Data listing:
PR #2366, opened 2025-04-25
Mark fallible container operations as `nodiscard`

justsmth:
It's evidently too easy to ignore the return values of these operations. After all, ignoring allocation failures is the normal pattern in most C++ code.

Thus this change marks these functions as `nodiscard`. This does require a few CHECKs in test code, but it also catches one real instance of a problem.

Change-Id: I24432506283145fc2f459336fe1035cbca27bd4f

What you will do: Reproduce the records above in their entirety, unchanged.

Result below:
PR #2366, opened 2025-04-25
Mark fallible container operations as `nodiscard`

justsmth:
It's evidently too easy to ignore the return values of these operations. After all, ignoring allocation failures is the normal pattern in most C++ code.

Thus this change marks these functions as `nodiscard`. This does require a few CHECKs in test code, but it also catches one real instance of a problem.

Change-Id: I24432506283145fc2f459336fe1035cbca27bd4f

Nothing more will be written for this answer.